A fractal is a complex geometric pattern that can be subdivided in parts, each of which is (at least approximately) a smaller copy of the whole. Fractals are generally "self-similar" (the bits look like the whole) and independent of scale (they look similar, no matter how close you zoom in). Benoit Mandelbrot, the discoverer of the Mandelbrot set, coined the term "fractal" in 1975 from the Latin ** fractus** meaning "to break". Because fractals are generally made of irregular curves or shapes repeated at every scale they are difficult to represent with classical geometry, and have developed into their own branch of mathematics.

Many mathematical structures are fractals; e.g. the Sierpinski triangle, Koch snowflake, Peano curve, Mandelbrot set and Lorenz attractor. Fractals also describe many real-world objects that do not have simple geometric shapes, such as clouds, mountains, turbulence, and coastlines. Fractal type equations are also used to as the generative engines behind many "artifical life" simulations. As an example of a simple fractal, consider the following set of instructions:

Set three points (A, B and C). Start somewhere in between the three points. Randomly select one of the three points (say B). Move halfway between wherever you are and that point and leave a dot. Then randomly select one of the three points again (maybe A this time).
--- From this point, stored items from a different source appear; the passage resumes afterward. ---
PR #1292, opened 2025-10-03
shjourney: Replace xylophone sound effects

wjt:
In the main game, we have new, better-sounding sequence puzzle sounds. And unlike the xylophone samples that were used before, we have a full scale and a half, including all semitones.

Replace the xylophone sounds in the dragon puzzle with handbell sounds. Change the scale from C major (C D E F G A) to C minor (C D D♯=E♭ F G G♯=A♭): this matches the background music in this level, which is in C minor.


wjt:
@xXLeopoldoXx and team: please can you review this change?

xXLeopoldoXx:
> @xXLeopoldoXx and team: please can you review this change?

Of course @wjt , we will review it and adapt it

wjt:
No need to adapt: if it looks good, give it an approving review!

The other reason for this change is that in #1204 I plan to remove the xylophone noises

PR #1294, opened 2025-10-03
Replace godot_git_describe with minimal export-only plugin

wjt:
godot_git_describe works by changing settings in project.godot to the output of `git describe`. One of its interesting features is that it doesn't only do this when the project is exported: it also hooks the debugger and changes the setting when the project is run in the editor.

This is useful behaviour because it makes it much easier to test UI that uses these properties from the editor.

But it turns out to be annoying that project.godot is modified while the game is running. People often commit all changes in the tree, with `git commit -a` or similar, and this ends up accidentally including the version for whatever Git revision they are on.

Replace that plugin with a from-scratch implementation of the same general idea, but only registering an EditorExportPlugin rather than also hooking the debugger. This implementation is much simpler: it just runs a single, hard-coded command, and we assume that `git` can be invoked by that name. I'm not particularly concerned whether this works on non-Linux platforms because it's only really important in our CI.

I imagined a more complicated implementation where you define a resource:

    class_name GitDescribe
    extends Resource

    @export var version: String

    func get_version() -> String:
        if version:
            return version

        return `git describe --tags`

then make the export plugin customise it:

    func _customize_resource(resource: Resource, path: String) -> Resource:
        if resource is GitDescribe:
            resource = resource.duplicate()
            resource.version = resource.get_version()
            return resource

But this seems more complicated for not much upside compared to a simpler implementation.

Fixes https://github.com/endlessm/threadbare/issues/1163


addons/threadbare_git_describe/export.gd
```diff
@@ -0,0 +1,30 @@
...
+func _export_begin(
+	_features: PackedStringArray, _is_debug: bool, _path: String, _flags: int
+) -> void:
+	var output: Array[String] = []
+	var ret := OS.execute("git", ["describe", "--tags"], output)
+	if ret != 0:
+		printerr("git describe --tags failed: %d" % ret)
+	else:
+		var version := output[0].strip_edges()
+		set_version(version)
```
manuq, line 26: Looks good!

PR #1295, opened 2025-10-06
Re-enable threadbare_project_settings plugin

wjt:
This was accidentally disabled in commit
783701b70678719f77ae2b15415a459a5b06ceb6, probably by me when I resolved
merge conflicts in this file.

### DIFF
--- a/project.godot
+++ b/project.godot
@@ -59,7 +59,7 @@ window/size/mode.web=0
 
 [editor_plugins]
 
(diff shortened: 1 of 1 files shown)


wjt:
It's really annoying that the list of enabled plugins is stored in this format that is guaranteed to conflict if parallel changes are made…

manuq (approved):

PR #1297, opened 2025-10-06
ci: Use treeless clone for export workflow

wjt:
ci: Use treeless clone for export workflow

When building & exporting the game, we need the full history of commits so that
`git describe` works, but we do not need the contents of any historical commits.
It is wasteful to download it all, only to discard it as soon as the clone is
finished.

Use a treeless clone, which fetches the full commit history, but only downloads
trees (and blobs, i.e. files) when needed.

https://github.blog/open-source/git/get-up-to-speed-with-partial-clone-and-shallow-clone/

### DIFF
--- a/.github/workflows/export.yml
+++ b/.github/workflows/export.yml
@@ -31,9 +31,7 @@ jobs:
         uses: actions/checkout@v5
         with:
           lfs: true
-          # TODO: can we use --filter to avoid fetching the trees & blobs for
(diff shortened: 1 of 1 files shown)


wjt:
Doesn't work:

```
  /usr/bin/git lfs fetch origin refs/remotes/pull/1297/merge
  Fetching reference refs/remotes/pull/1297/merge
  Could not scan for Git LFS files
```

OK, never mind!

Move halfway between your current position and that point and leave another dot. Repeat this process again and again many times.

What pattern do you think will emerge?

The following graphic was created by a computer program applying the above instructions (known as the Sierpinski triangle):

From an NLP perspective, fractals are a good example of how a simple process at the level of deep structure can generate a complex pattern at the level of surface structure. The sophistication and complexity of the resulting surface structure belies the simplicity of the deeper structure pattern which generates it.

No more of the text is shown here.